Это чтение практически подтверждало выдвинутый в предисловии к переводу «Сатир» тезис о том, что Гейне «подчиняет метрический ход интонационному (синтаксическому)» и что «здесь — в новизне интонаций — был новый подступ к читателю». Тот Гейне, который представал перед слушателем в переводах Тынянова и в его чтении, поражал богатством, живостью и гибкостью интонаций. Но если это интонационное разнообразие господствовало над метрическим началом, подчиняя его себе, то с ритмикой стиха оно находилось в полном равновесии, никак не разрушая и даже не нарушая ее. Так, в тех местах, где расшатка метрической основы акцентного стиха достигала большей силы, чем в немецком подлиннике, где, например, стих становился более коротким, чем это ожидалось по ритмической инерции, где одним ударением оказывалось меньше (как в стихе: «В ад и заточенье») или неожиданно сокращался межударный интервал («Я — немецкий писатель»), Тынянов замедлением темпа, паузой на соответствующем словоразделе выравнивал, восполнял кажущийся ритмический пробел.

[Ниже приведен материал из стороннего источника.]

PR #1247, opened 2021-01-19
Fix misspelled query filter method name

danielpervan:
Opening a sales order will break because query.filter was misspelled.


SchrodingersGat:
Thanks @danielpervan

Issue #1256, opened 2021-01-22
Critical: PDF report generation is now broken


SchrodingersGat:
![image](https://user-images.githubusercontent.com/10080325/105430764-62655000-5ca8-11eb-866d-5aeef2402c05.png)

- Report generation recently moved to the API
- Now is BAD
- Fix!!

SchrodingersGat:
Seems like it might only be an issue when generating LaTeX reports?

neco1982:
Hello I made some PDF report 
![Ekran Resmi 2021-01-28 21 20 37](https://user-images.githubusercontent.com/31635566/106181803-16863f80-61af-11eb-8d49-34d73f10960c.png)

SchrodingersGat:
@neco1982 that looks great - could you share the .html template you used to generate this report?

neco1982:
Here is codes
1.urls.py
url(r'^print/', views.BuildPrint, name='build-print'),
2. views.py
from django.http import HttpResponse
from django.template.loader import render_to_string
from weasyprint import HTML
import tempfile

def BuildPrint(request, **kwargs):     

    items = Build.objects.filter(**kwargs).values('reference','quantity','notes','creation_date','target_date', 'part__name', 'part__description','part__variant_of__name', 'title','allocated_stock__stock_item__part__name', 'allocated_stock__quantity').distinct()
    

    html_string = render_to_string('build/build_print.html', {'items': items, 'time':datetime.now()})
    html = HTML(string=html_string)
    result = html.write_pdf()
        
    response = HttpResponse(content_type='application/pdf;')    
    response['Content-Dispositon'] = 'inline; attachment; filename=İşEmri.pdf' 
    response['Content-Transfer-Encoding'] = 'binary'    
    with tempfile.NamedTemporaryFile(delete=True) as output:
            output.write(result)
            output.flush()
            output = open(output.name, 'rb')
            response.write(output.read())
     
    
    return response

3. build_base.html for link pdf
<a href="{% url 'build-print' build.id %}" type='button' class='btn btn-default btn-glyph' id='build-print' title='{% trans "Yazdır" %}'>
            <span class='fas fa-clipboard-list'/>
        </a>
4. build_print.html
<!doctype html>
<html lang="en">
  <head>
    
    <meta charset="utf-8">
    <meta name="viewport" content="width=device-width, initial-scale=1">

[...]

PR #1270, opened 2021-02-03
Adds "report snippet" class allowing re-usable report snippets

SchrodingersGat:
Fixes https://github.com/inventree/InvenTree/issues/1256

- [x] Automatically add a "generic" test report when migrating
- [x] Remove all LaTeX support
- [x] Update documentation (including removing LaTeX references) - https://github.com/inventree/inventree-docs/pull/53
- [x] Add user-configurable setting for enabling / disabling test reporting interface


SchrodingersGat:
Need to work out how to ensure that the report "snippet" template files are always uploaded with the same file name. Otherwise, they cannot be included using the template syntax!

Does this go "against" the django way of doing filefield uploads? Need to work out a solution here...

PR #1279, opened 2021-02-06
Default page size

SchrodingersGat:
Adds some more reporting features

## Default Page Size

Sets the page size for default InvenTree reports (and any reports derived from the base templates)

## Debug Mode

- When set, reports are generated to HTML rather than PDF
- Lets users look at actual generated HTML if there is a problem


SchrodingersGat:
Docs: https://github.com/inventree/inventree-docs/pull/54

Своеобразно произносил Тынянов заключительные строки стихотворений, не обрывая более или менее ровной мелодической линии, но слегка понижая тон, несколько приглушая голос, и конец, хотя казалось бы и подготовленный, всегда получался немного неожиданным, а потому и более многозначительным.
4
Гейне был злободневен и современен, таким он оставался и для последующих поколений — вплоть до наших дней.

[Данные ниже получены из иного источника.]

PR #1363, opened 2021-02-26
Api permissions

SchrodingersGat:
Adds role checks to API endpoints:

- Fixes https://github.com/inventree/InvenTree/issues/1362
- Fixes https://github.com/inventree/InvenTree/issues/1358
- Fixes https://github.com/inventree/InvenTree/issues/1293
- Fixes https://github.com/inventree/InvenTree/issues/1365
- 
Add role requirements (and unit testing!) for

- [x] Build API
- [x] Company API
- [x] Stock API
- [x] Stock Location
- [x] Part API
- [x] Part Category
- [x] Report API
- [x] Sales Order
- [x] Purchase Order
- [x] Label API

PR #1376, opened 2021-03-01
Fix for SupplierPart API permissions

eeintech:
Missing `part_supplierpart` table permissions

### DIFF
--- a/InvenTree/users/models.py
+++ b/InvenTree/users/models.py
@@ -68,6 +68,7 @@ class RuleSet(models.Model):
             'part_partparameter',
             'part_partrelated',
             'part_partstar',
+            'part_supplierpart',
         ],
         'stock_location': [
             'stock_stocklocation',


eeintech:
@SchrodingersGat Unfortunately this is was just a hacky fix...

`check_table_permission` method does not know how to fetch the `SupplierPart` permission because of the remaining link with the `part` app (in `SupplierPart` model `db_table = 'part_supplierpart'`) but in reality its permissions should be tied to the `company` app.

Do you have an idea how to fix this?

SchrodingersGat:
@eeintech what exactly is the issue here? 

I see that the table name `company_supplierpart` is actually not valid, but what is the problem that you are fixing that led you here?

And is the `check_table_permission` function not performing correctly?

eeintech:
@SchrodingersGat A user with edit `Part` and `Purchased Order` permissions (add/change) is not able to create a supplier item anymore... I think it has to do with #1363

eeintech:
I have to admit this is quite an annoying issue as we are forced to use the Admin/superuser to create supplier items at the moment... Maybe I'll have some time tomorrow to do more debug but if you have any idea let me know @SchrodingersGat

eeintech:
Was fixed by #1381

PR #1393, opened 2021-03-08
updated german translations

matmair:
Updated a few translations for German, did not change anything in code.
There are still **414 fuzzy** (sadly mostly to be newly translated) and **136 missing** translations. I will try to do those also, but I am not sure about a lot of them and the timeline.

Тынянов в своих переводах стремился сохранить злободневность и современность Гейне. Сложная работа над ритмикой стиха нужна была ему для воссоздания той разговорной простоты и непринужденности, с которой Гейне обращался к читателю даже и в самых патетических своих стихах.
Во вступительной статье к сборнику «Сатиры» Тынянов писал:
«Он (Гейне) преобразовывает все метрические результаты предшественников тем, что подчиняет метрический ход интонационному (синтаксическому). Стих делается у Гейне главным образом интонационной единицей, а не только метрической.
Заковывать мелочно Гейне в каноны метрических — систем — то же, что переводить четырехстопным ямбом Маяковского, потому что главной для этого стиха является его интонационная сторона».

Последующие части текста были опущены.